Мать мисс Крилль была пренеприятной старушенцией. Когда-то она обожала сыр, но однажды дети подменили его куском мыла, и старушка так вошла во вкус, что теперь то и дело вспенивалась.
И поскольку она только что плотно перекусила, её кресло на колёсиках очень быстро скрылось в облаках пены. Дитя время от времени ныряло в эту пену, ненадолго исчезая из виду, и появлялось, радостно сияя, а подгузник его, как обычно, болтался где-то возле колен.
Пожилые дамы и джентльмены останавливались поглазеть на этакое явление.
– Взбитый яичный белок, – объяснили дети. – Новейший метод лечения. Сразу на дюжину лет молодеешь!
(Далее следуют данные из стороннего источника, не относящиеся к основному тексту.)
PR #322, opened 2026-06-03
Closed symmetric monoidal category

toumix:
Closes #301


daydream6728 (approved):
LGTM! Addressed the only few comments I had by directly pushing on the branch since you assigned me.

discopy/closed.py
```diff
@@ -147,9 +146,12 @@ def __str__(self):
 class Diagram(markov.Diagram, biclosed.Diagram):
     """
     A closed diagram is both a markov and a biclosed diagram.
-    
+
     A diagram applied to another post-composes their tensor with an `Eval`.
     """
+    @classmethod
```
toumix: Why do we need this one if the same code works in the parent?

discopy/closed.py
```diff
@@ -161,6 +163,11 @@ class Eval(biclosed.Eval, Box):
     "The evaluation of an exponential type."
     __ambiguous_inheritance__ = (biclosed.Eval, )
 
+    def __init__(self, x: Exp, left=True):
+        self.base, self.exponent, self.left = x.base, x.exponent, left
```
toumix: same here this looks like duplicate code

docs/_static/closed/diagram.png
daydream6728, line 1: As discussed, let's align on Zeilberger's convention, only with a horizontal reflection:
- abstractions output the variable on the right
- application take the callee on the left

Image

discopy/hypergraph.py
```diff
@@ -826,7 +826,7 @@ def make_left_monogamous(self) -> Hypergraph:
             for j, port in enumerate(input_wires):
                 fwires[port] = self.n_spiders + j
             i = len(self.dom) + len(
-                sum([sum(fwires, []) for wires in self.box_wires[:depth]], []))
+                sum([sum(map(list, wires), []) for wires in self.box_wires[:depth]], []))
```
toumix:
```suggestion
                sum([sum(fwires, []) for wires in self.box_wires[:depth]], []))
```

PR #324, opened 2026-06-08
Fix hypergraph simplification

### LINKED ISSUE #323: Hypergraph `is_causal` and `make_causal` assume topological ordering of wires
The causality of a hypergraph seems to be based on wire ordering, which only works when topological ordering is enforced:
https://github.com/discopy/discopy/blob/ffbccd81fcca8329147f87c4ae52e5b971456c9d/discopy/hypergraph.py#L698-L700

Hence the following test fails
```py
x, y, z = map(Ty, "xyz")
f, g = Box('f', x, y), Box('g', y, z)
# h = f >> g
h = H(
    x, z, (g, f),
    ((0,), (((1,), (2,)), ((0,), (1,))), (2,)))

assert h.is_causal  # fails
```

This can cause infinite recursions in `make_causal`, as observed in #308.

daydream6728:
Upstream fix from https://github.com/IsidorManning/discopy/pull/1

Addresses the infinite loop in hypergraph simplification uncovered by https://github.com/discopy/discopy/pull/308. The causality check for hypergraphs still assumes topological ordering which was apparently broken by `make_bijective` due to some set conversion. Instead relying on full-blown cycle detection to fix `is_causal`, this PR introduces a minimal fix to `make_bijective` maintain a suitable port ordering.

While working on this I noticed another issue with simplification which would consider a diagram to be smaller than another based on the number of boxes, which would retain long wires in some cases. I changed the computation of size to account for such cases, producing smaller hypergraphs as a result.

Closes #323

### DIFF
--- a/discopy/cat.py
+++ b/discopy/cat.py
@@ -266,6 +266,24 @@ class Arrow(Composable[Ob]):
     def __len__(self):
         return len(self.inside)
 
+    @property
+    def size(self):
+        """
+        The number of boxes in an arrow, counting boxes inside bubbles.
+
+        Example
+        -------
+        >>> x, y, z = map(Ob, "xyz")
+        >>> f, g = Box('f', x, y), Box('g', y, z)
+        >>> assert Id(x).size == 0 and f.size == 1
+        >>> assert (f >> g).size == 2
+        >>> assert (f >> g).bubble().size == 3
+        """
+        return sum(
+            box.size
+            for layer in self.inside
+            for box in getattr(layer, "boxes", (layer, )))
+
     def __repr__(self):
         if not self.inside:  # i.e. self is identity.
             return f"{factory_name(type(self))}.id({repr(self.dom)})"
@@ -541,6 +559,11 @@ class Box(Arrow):
     def __hash__(self):
         return hash(Arrow.__repr__(self))
 
+    @property
+    def size(self):
+        """ The number of boxes in a box. """
+        return 1
+
     def __eq__(self, other):
         if isinstance(other, Box):
             return type(self) is type(other)\
@@ -741,6 +764,11 @@ class Bubble(Box):
     @property
     def free_symbols(self):
         return super().free_symbols.union(*[f.free_symbols for f in self.args])
+
+    @property
+    def size(self):
+        """ The number of boxes in a bubble, counting its arguments. """
+        return super().size + sum(arg.size for arg in self.args)
 
     def to_tree(self):
         return {
--- a/discopy/cat.py
+++ b/discopy/cat.py
@@ -266,24 +266,6 @@ class Arrow(Composable[Ob]):
     def __len__(self):
         return len(self.inside)
 
-    @property
-    def size(self):
-        """
-        The number of boxes in an arrow, counting boxes inside bubbles.
-
-        Example
-        -------
-        >>> x, y, z = map(Ob, "xyz")
-        >>> f, g = Box('f', x, y), Box('g', y, z)
-        >>> assert Id(x).size == 0 and f.size == 1
-        >>> assert (f >> g).size == 2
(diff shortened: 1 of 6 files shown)


discopy/hypergraph.py
```diff
@@ -534,10 +534,26 @@ def simplify(self) -> Hypergraph:
...
+                        args = (args, )
+                    result += sum(map(diagram_size, args))
+            return result
+
+        size = diagram_size(self.to_diagram())
         for i in range(len(self.boxes)):
             for j in range(len(self.boxes)):
                 result = self.interchange(i, j)
-                if len(result.to_diagram()) < len(self.to_diagram()):
+                if diagram_size(result.to_diagram()) < size:
```
toumix: Would be nice to add a test for which this gives a simpler result than the previous

discopy/hypergraph.py
```diff
@@ -534,10 +534,26 @@ def simplify(self) -> Hypergraph:
         >>> g = Box('g', x, Ty()).to_hypergraph()
         >>> assert (f >> g).interchange(0, 1).simplify() == f >> g
         """
+        def diagram_size(diagram):
+            result = len(diagram)
+            boxes = sum([
+                list(getattr(layer, "boxes", (layer, )))
+                for layer in getattr(diagram, "inside", ())], [])
+            for box in boxes:
+                for attr in ("arg", "args"):
```
toumix: This looks too hacky, there must be a cleaner way of doing it. Computing the size of diagrams is pretty useful in general so let's just add three methods for arrow, box and bubble in cat.

discopy/hypergraph.py
```diff
@@ -734,7 +750,11 @@ def make_bijective(self) -> Hypergraph:
             boxes = boxes[:depth] + [self.category.ar.spider_factory(
                 len(input_wires), len(output_wires), typ)] + boxes[depth:]
             offsets = self.offsets[:depth] + (None, ) + self.offsets[depth:]
-            for j, port in enumerate(input_wires.union(output_wires)):
+            port_key = lambda port: (
+                getattr(self.ports[port], "i", port), port)
+            ports = tuple(sorted(input_wires, key=port_key))\
```
toumix, line 849: I'm still confused how this solves the infinite recursion: can you add a property that checks if the hypergraph is in topological order?

discopy/hypergraph.py
daydream6728: There is one in my PR to @IsidorManning's fork, will upstream an equivalent test that doesn't rely on pytorch.

IsidorManning:
Ran the code locally and it works perfectly on my end and fixed the issue I was encountering.

discopy/cat.py
```diff
@@ -266,6 +266,24 @@ def __getitem__(self, key):
...
+        >>> x, y, z = map(Ob, "xyz")
+        >>> f, g = Box('f', x, y), Box('g', y, z)
+        >>> assert Id(x).size == 0 and f.size == 1
+        >>> assert (f >> g).size == 2
+        >>> assert (f >> g).bubble().size == 3
+        """
+        return sum(
+            box.size
+            for layer in self.inside
+            for box in getattr(layer, "boxes", (layer, )))
```
toumix: Let's move it to monoidal

discopy/cat.py
```diff
@@ -742,6 +765,11 @@ def __repr__(self):
     def free_symbols(self):
         return super().free_symbols.union(*[f.free_symbols for f in self.args])
 
+    @property
+    def size(self):
+        """ The number of boxes in a bubble, counting its arguments. """
+        return super().size + sum(arg.size for arg in self.args)
```
toumix: super().size can be just 1

toumix (approved):
LGTM!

Пожилые дамы и джентльмены подняли ужасный гвалт, требуя, чтобы их немедленно обмакнули во взбитый белок. Служители, катавшие их на креслах-каталках, столпились вокруг хозяев, жарко заспорив; мисс Крилль тоже вступила в перепалку, нервно опровергая слова детей. А те, стоило ей зазеваться, быстренько подменили два кресла, и вот уже вместо старухи Крилль дети Браун катят по набережной тучного джентльмена, окутанного пеной и счастливо убеждённого в том, что он выйдет из неё чуть ли не школьником. На самом деле, когда пена растаяла, джентльмен оказался по-прежнему пожилым и тучным, к своему неудовольствию и страшному изумлению мисс Крилль, которая, не зная о подмене, решила, что поедание мыла сотворило что-то совершенно неприличное с её матушкой: ведь та внезапно раздулась и отрастила пышные белые усы!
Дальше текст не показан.